## SUPPLIED RECORDS
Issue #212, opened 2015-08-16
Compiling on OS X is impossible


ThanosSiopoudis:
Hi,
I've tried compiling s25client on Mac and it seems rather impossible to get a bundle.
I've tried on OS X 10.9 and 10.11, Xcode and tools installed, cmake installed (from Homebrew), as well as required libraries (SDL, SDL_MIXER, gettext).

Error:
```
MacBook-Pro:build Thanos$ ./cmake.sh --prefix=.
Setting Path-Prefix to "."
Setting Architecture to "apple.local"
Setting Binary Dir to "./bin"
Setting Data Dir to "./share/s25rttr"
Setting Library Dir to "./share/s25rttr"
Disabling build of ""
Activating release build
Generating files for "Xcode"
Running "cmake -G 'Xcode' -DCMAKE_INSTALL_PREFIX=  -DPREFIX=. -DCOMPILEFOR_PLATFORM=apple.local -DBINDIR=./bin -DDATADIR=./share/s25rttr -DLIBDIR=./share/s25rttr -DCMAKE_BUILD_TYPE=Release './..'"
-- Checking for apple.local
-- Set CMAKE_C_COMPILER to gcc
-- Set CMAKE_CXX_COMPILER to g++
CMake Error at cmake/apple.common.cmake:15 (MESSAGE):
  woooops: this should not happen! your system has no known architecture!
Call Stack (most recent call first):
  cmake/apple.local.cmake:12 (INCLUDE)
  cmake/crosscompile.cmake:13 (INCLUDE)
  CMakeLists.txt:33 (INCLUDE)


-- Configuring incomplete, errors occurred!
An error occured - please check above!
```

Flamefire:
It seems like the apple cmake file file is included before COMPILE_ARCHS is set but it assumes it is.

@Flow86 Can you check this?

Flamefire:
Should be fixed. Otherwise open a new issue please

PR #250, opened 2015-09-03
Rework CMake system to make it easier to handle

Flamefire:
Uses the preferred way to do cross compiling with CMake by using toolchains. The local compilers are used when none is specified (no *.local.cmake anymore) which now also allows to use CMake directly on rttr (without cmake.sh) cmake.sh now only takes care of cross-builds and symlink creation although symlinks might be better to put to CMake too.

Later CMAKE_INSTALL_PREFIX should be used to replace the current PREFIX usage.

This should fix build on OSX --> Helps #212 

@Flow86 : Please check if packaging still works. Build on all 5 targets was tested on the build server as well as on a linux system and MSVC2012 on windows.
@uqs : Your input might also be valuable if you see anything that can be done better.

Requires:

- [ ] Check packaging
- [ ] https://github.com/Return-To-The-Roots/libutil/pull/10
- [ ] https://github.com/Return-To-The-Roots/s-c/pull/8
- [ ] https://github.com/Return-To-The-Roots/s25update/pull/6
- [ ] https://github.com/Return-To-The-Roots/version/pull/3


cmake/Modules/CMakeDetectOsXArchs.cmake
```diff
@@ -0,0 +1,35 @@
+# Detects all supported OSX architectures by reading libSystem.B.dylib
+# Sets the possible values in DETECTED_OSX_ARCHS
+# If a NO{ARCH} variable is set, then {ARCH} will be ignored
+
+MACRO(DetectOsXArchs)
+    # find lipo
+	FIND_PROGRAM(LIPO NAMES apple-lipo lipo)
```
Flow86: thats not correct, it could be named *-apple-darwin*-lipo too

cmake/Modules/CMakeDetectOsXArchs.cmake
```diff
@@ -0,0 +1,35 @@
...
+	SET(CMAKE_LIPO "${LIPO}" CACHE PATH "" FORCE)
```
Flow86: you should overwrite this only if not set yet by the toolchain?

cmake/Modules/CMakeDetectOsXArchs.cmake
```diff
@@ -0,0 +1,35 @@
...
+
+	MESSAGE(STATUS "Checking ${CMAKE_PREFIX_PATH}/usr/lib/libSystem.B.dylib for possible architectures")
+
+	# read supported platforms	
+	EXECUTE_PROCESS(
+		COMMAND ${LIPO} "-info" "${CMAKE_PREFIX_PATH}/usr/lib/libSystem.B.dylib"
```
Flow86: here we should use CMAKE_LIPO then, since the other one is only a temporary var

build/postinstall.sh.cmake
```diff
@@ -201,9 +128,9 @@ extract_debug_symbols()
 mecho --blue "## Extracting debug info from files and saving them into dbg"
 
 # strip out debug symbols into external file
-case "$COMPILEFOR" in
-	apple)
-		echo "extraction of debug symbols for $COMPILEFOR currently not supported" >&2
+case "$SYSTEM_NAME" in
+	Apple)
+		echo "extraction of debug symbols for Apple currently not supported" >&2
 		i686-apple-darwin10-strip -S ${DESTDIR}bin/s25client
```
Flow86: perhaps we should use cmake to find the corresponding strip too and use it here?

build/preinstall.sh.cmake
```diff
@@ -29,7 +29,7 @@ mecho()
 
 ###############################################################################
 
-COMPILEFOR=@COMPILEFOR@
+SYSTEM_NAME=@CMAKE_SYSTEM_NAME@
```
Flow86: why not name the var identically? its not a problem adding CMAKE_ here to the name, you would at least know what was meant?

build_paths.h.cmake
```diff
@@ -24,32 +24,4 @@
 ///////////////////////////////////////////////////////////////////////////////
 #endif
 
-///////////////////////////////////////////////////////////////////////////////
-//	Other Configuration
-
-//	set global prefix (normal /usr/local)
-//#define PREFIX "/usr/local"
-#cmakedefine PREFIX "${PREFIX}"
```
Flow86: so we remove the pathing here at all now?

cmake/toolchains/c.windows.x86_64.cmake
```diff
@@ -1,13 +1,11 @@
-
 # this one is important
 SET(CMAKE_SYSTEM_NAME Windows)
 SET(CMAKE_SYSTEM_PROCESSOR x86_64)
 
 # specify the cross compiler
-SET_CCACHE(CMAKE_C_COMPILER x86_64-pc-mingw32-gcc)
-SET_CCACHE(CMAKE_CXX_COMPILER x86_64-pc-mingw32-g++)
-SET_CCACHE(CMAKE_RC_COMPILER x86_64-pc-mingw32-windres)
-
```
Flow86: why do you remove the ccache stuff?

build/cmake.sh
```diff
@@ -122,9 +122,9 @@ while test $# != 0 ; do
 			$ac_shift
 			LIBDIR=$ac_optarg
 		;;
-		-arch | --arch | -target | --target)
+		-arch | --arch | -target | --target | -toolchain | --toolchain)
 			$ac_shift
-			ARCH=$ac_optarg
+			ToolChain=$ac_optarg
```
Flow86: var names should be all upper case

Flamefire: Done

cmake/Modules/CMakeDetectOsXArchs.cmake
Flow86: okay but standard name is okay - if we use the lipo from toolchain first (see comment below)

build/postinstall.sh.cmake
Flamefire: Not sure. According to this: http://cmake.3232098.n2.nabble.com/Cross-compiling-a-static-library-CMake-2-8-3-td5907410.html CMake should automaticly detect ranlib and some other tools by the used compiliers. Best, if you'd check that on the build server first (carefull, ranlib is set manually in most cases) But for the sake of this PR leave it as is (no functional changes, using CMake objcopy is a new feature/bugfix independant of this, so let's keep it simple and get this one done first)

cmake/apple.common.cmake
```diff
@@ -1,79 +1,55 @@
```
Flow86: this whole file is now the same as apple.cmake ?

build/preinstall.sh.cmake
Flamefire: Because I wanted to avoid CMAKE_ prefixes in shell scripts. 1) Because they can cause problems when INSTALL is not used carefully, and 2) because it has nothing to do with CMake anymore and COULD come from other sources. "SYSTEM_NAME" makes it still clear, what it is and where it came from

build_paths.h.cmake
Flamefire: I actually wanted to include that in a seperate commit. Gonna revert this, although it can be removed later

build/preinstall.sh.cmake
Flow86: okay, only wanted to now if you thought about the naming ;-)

## WHAT YOU SHOULD DO
Which lines of the records above contain the word "anymore"? Report each one.

## WRITTEN SOLUTION
Uses the preferred way to do cross compiling with CMake by using toolchains. The local compilers are used when none is specified (no *.local.cmake anymore) which now also allows to use CMake directly on rttr (without cmake.sh) cmake.sh now only takes care of cross-builds and symlink creation although symlinks might be better to put to CMake too.
Flamefire: Because I wanted to avoid CMAKE_ prefixes in shell scripts. 1) Because they can cause problems when INSTALL is not used carefully, and 2) because it has nothing to do with CMake anymore and COULD come from other sources. "SYSTEM_NAME" makes it still clear, what it is and where it came from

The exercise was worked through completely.